TASK PROMPT.
Please write each record out again word for word.

____ SOURCE RECORDS

PR #372, opened 2023-06-21
Rename `'Parent Child Relationships'` property to `'Cardinality'`

### LINKED ISSUE #360: In Multi Table Quality Report: Rename `"Table Relationships"` property to `"Cardinality"`
### Problem Description
The [Table Relationships](https://docs.sdv.dev/sdmetrics/reports/quality-report/whats-included#table-relationships) property computes the [CardinalityShapeSimilarity](https://docs.sdv.dev/sdmetrics/metrics/metrics-glossary/cardinalityshapesimilarity) for score for each relationship and average them.

The name "Table Relationships" is really broad. It would be more useful if we renamed it to "Cardinality" to better reflect what is being captured.

### Expected behavior
Change the property name anywhere that it is being used.

- When printing out the results of `report.generate()`
- The results in `get_properties()`
- The property name input in `get_details()`
- The property name input in `get_visualization()`

### Additional context
SDMetrics has not yet had a 1.0 release so we do not officially have to be backwards compatible. But it may be good to do so for the `get_details` and `get_visualization` commands.

If a user puts in `property_name='Table Relationships'`, use the value `'Cardinality'` instead and raise the following warning:
```
FutureWarning: The 'Table Relationships' property name is no longer recognized. Please update to 'Cardinality' instead.
```

frances-h:
Resolve #360

### DIFF
--- a/sdmetrics/reports/multi_table/quality_report.py
+++ b/sdmetrics/reports/multi_table/quality_report.py
@@ -31,7 +31,7 @@ class QualityReport():
     METRICS = {
         'Column Shapes': [KSComplement, TVComplement],
         'Column Pair Trends': [CorrelationSimilarity, ContingencySimilarity],
-        'Parent Child Relationships': [CardinalityShapeSimilarity],
+        'Cardinality': [CardinalityShapeSimilarity],
     }
 
     def __init__(self):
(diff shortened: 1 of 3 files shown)


amontanez24 (approved):
This LGTM!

________

EXPECTED OUTPUT.
PR #372, opened 2023-06-21
Rename `'Parent Child Relationships'` property to `'Cardinality'`

### LINKED ISSUE #360: In Multi Table Quality Report: Rename `"Table Relationships"` property to `"Cardinality"`
### Problem Description
The [Table Relationships](https://docs.sdv.dev/sdmetrics/reports/quality-report/whats-included#table-relationships) property computes the [CardinalityShapeSimilarity](https://docs.sdv.dev/sdmetrics/metrics/metrics-glossary/cardinalityshapesimilarity) for score for each relationship and average them.

The name "Table Relationships" is really broad. It would be more useful if we renamed it to "Cardinality" to better reflect what is being captured.

### Expected behavior
Change the property name anywhere that it is being used.

- When printing out the results of `report.generate()`
- The results in `get_properties()`
- The property name input in `get_details()`
- The property name input in `get_visualization()`

### Additional context
SDMetrics has not yet had a 1.0 release so we do not officially have to be backwards compatible. But it may be good to do so for the `get_details` and `get_visualization` commands.

If a user puts in `property_name='Table Relationships'`, use the value `'Cardinality'` instead and raise the following warning:
```
FutureWarning: The 'Table Relationships' property name is no longer recognized. Please update to 'Cardinality' instead.
```

frances-h:
Resolve #360

### DIFF
--- a/sdmetrics/reports/multi_table/quality_report.py
+++ b/sdmetrics/reports/multi_table/quality_report.py
@@ -31,7 +31,7 @@ class QualityReport():
     METRICS = {
         'Column Shapes': [KSComplement, TVComplement],
         'Column Pair Trends': [CorrelationSimilarity, ContingencySimilarity],
-        'Parent Child Relationships': [CardinalityShapeSimilarity],
+        'Cardinality': [CardinalityShapeSimilarity],
     }
 
     def __init__(self):
(diff shortened: 1 of 3 files shown)


amontanez24 (approved):
This LGTM!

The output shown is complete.